## Work instruction
Provide the number of lines in the entries below containing "worth", with no further words.

* * * *

PR #784, opened 2021-09-21
Feature/persistent gateway storage

### LINKED ISSUE #11: Database for gateway
Gateway should really be using some kinda of database for payload storage rather than raw storage on disk as that is kinda crude + thread unsafe.

jstuczyn:
This is something I started working on today while browsing for things to do that will definitely help in the long term (and also in the medium term when expanding on Coconut capabilities).

Basically the purpose of this pull request is going to be to unify the storage on the gateway with everything being stored in the single database. Prior to this change we had (well, technically still do as, at the time of writing this, it is still a draft):
- shared keys being stored in sled database
- messages for offline clients being stored in individual files directly in the file system (ughh)
- available client bandwidth stored in non-persistent in-memory HashMap

As a super nice byproduct I think we will also be able to significantly simplify internal gateway logic and completely get rid of `ClientsHandler` and all channel communication to it. Even though I wrote it myself over a year ago, I still need to think for a moment to figure out what is going on there. I can only imagine what everyone else must be going through when reading that code (reason for writing it that way was twofold: my own inexperience and the way we were storing messages for offline clients). So future changes should be easier for everyone.

The remaining work includes:
- [x] Start using new storage in the `ClientsHandler` 
- [x] Introduce managers + build API for bandwidth for the `GatewayStorage`
- [x] Use the new bandwidth manager
- [x] Figure out a way of staggering reading messages stored for offline clients (so that we would not be vulnerable to OOM attacks)
- [x] Remove the `ClientsHandler` and possibly introduce some centralised (or behind a lock) in-memory storage with open connections - I haven't yet investigated that part in depth
- [x] Update config file with the setup
- [ ] Possibly some upgrade magic - not really sure if this is going to be worth the hussle
- [x] Cleanup
- [x] Localnet testing 

Closes https://github.com/nymtech/nym/issues/11


gateway/src/node/storage/inboxes.rs
```diff
@@ -15,6 +16,123 @@ use tokio::fs::File;
 use tokio::io::AsyncWriteExt;
 use tokio_stream::wrappers::ReadDirStream;
 
+#[derive(Clone)]
+pub(crate) struct InboxManager {
+    connection_pool: sqlx::SqlitePool,
+    /// Maximum number of messages that can be obtained from the database per operation.
+    /// It is used to prevent memory overflows in the case of client receiving a lot of data while
```
neacsu: I think you meant preventing Out Of Memory errors rather than memory overflows.

gateway/src/node/client_handling/clients_handler.rs
```diff
@@ -93,51 +93,68 @@ impl ClientsHandler {
...
-        } else {
-            // but if all went well, we can now delete it
-            if let Err(e) = self.clients_inbox_storage.delete_files(paths).await {
-                error!(
-                    "Failed to remove client ({:?}) files - {:?}",
-                    client_address.as_base58_string(),
-                    e
-                );
+            if comm_channel.unbounded_send(messages).is_err() {
+                error!("Somehow we failed to stored messages to a fresh client channel - there seem to be a weird bug present!");
```
neacsu: nit: Failed to store

gateway/src/node/client_handling/websocket/connection_handler.rs
```diff
@@ -381,29 +422,42 @@ where
...
+
+        match Bandwidth::try_from(credential) {
+            Ok(bandwidth) => {
+                let mut bandwidth_value = bandwidth.value();
+                if bandwidth_value > i64::MAX as u64 {
+                    // note that this would have represented more than 1 exabyte,
+                    // which is like 125,000 worth of hard drives so I don't think we have
+                    // to worry about it for now...
+                    warn!("Somehow we received bandwidth value higher than 9223372036854775807. Going to cap it at that amount.");
+                    bandwidth_value = i64::MAX as u64;
```
neacsu: Even though this is a strange edge case, I don't think a warning and capping the value is the right approach here, as the client might have genuinely bought that much bandwidth, so we're just cutting down value here. We should return an error and not increase the GW bandwidth until the client sends an appropriate value.

gateway/src/node/storage/bandwidth.rs
```diff
@@ -0,0 +1,106 @@
...
+    /// * `value`: amount of available bandwidth to be added to the client.
+    pub(crate) async fn increase_available_bandwidth(
+        &self,
+        client_address_bs58: &str,
+        value: i64,
+    ) -> Result<(), sqlx::Error> {
+        sqlx::query!(
+            r#"
+                UPDATE available_bandwidth
+                SET available = available + ?
```
neacsu, line 71: How does `sqlx` handle overflow situations?

gateway/src/node/storage/bandwidth.rs
```diff
@@ -0,0 +1,106 @@
...
+    /// * `value`: amount of available bandwidth to be removed from the client.
+    pub(crate) async fn decrease_available_bandwidth(
+        &self,
+        client_address_bs58: &str,
+        value: i64,
+    ) -> Result<(), sqlx::Error> {
+        sqlx::query!(
+            r#"
+                UPDATE available_bandwidth
+                SET available = available - ?
```
neacsu, line 96: Same question

gateway/src/node/client_handling/websocket/connection_handler.rs
neacsu: I made the comment on the first appearance of this code, and I think it's still viable, but the code was moved somewhere else in another commit

gateway/src/node/storage/inboxes.rs
jstuczyn: Yeap - fixed.

gateway/src/node/client_handling/clients_handler.rs
jstuczyn: This code no longer exists anyway : )

gateway/src/node/client_handling/websocket/connection_handler.rs
jstuczyn: Personally I don't think client could have genuinely brought this much bandwidth - it's over 1 exabyte which is around 1% capacity of ALL datacenters in the world : ) But perhaps returning an error as you suggest might be a better approach than capping it - I'm going to change it.

gateway/src/node/storage/bandwidth.rs
jstuczyn: That is a very interesting question so I've run an experiment. Basically `sqlite` will happily store data bigger than maximum size of `int64` (so we never lose any "overflow" bandwidth). However, on query the results from `sqlx` are capped at the maximum value, meaning that in the unlikely scenario of client having more than few exabytes of traffic available, he is not going to see anything above it (but it would still exist in the database)

gateway/src/node/storage/bandwidth.rs
jstuczyn: And same answer : )

neacsu (approved):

* * * *

## Problem solution
2